**Data provided**:

PR #838, opened 2017-03-06
Fix CopyDataBlockBytes when copying bytes from shared data block to non-shared data block

anba:
This case is possible when CopyDataBlockBytes is called from CloneArrayBuffer as part of cloning the array buffer in 22.2.4.3, step 16.c.i.


bterlson:
Committed as 48ad268 (rebased and resolved conflicts with 2e45ce35).

PR #839, opened 2017-03-06
Change 'behaviour is undefined' to 'is implementation-defined'.

samth:
As pointed out by John Regehr on Twitter.


bterlson:
you got all 3 places too, nice! Will pull this once I'm finished cherry-picking #821.

samth:
Find-and-replace is magical like that.

PR #844, opened 2017-03-09
Call SpeciesConstructor in TypedArray constructor to reduce indirections

anba:
This allows us to remove the code path in CloneArrayBuffer when the _cloneConstructor_ argument is absent and simplifies the TypedArray constructor algorithm a bit. 
I didn't remove the extra `IsDetachedBuffer(_srcData_)` step for the same element case to avoid introducing a semantic change, but I think we should either remove this extra check or apply it for both cases.

### DIFF
--- a/spec.html
+++ b/spec.html
@@ -33303,16 +33303,14 @@ THH:mm:ss.sss
           1. Let _srcByteOffset_ be _srcArray_.[[ByteOffset]].
           1. Let _elementSize_ be the Element Size value in <emu-xref href="#table-49"></emu-xref> for _constructorName_.
           1. Let _byteLength_ be _elementSize_ &times; _elementLength_.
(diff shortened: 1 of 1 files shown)


anba:
@bterlson Review ping?

bterlson:
@anba sure I can get to this tonight/tomorrow. If you beat me to it, it needs a rebase.

bterlson:
@anba nm on rebase, I just did it. Can you double-check to make sure it's correct?

anba:
> @anba nm on rebase, I just did it. Can you double-check to make sure it's correct?

Yes, looks good to me!

littledan:
Seems like this patch is purely editorial, right? LGTM.

bterlson:
@littledan that's the intent, at least. After reviewing again closely yesterday I believe it to be true. I'm glad you seem to as well. I'll pull this in.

**Assignment**: Compute how many lines in the material contain the word "sure". Only the result should be written.

**Result below**: 3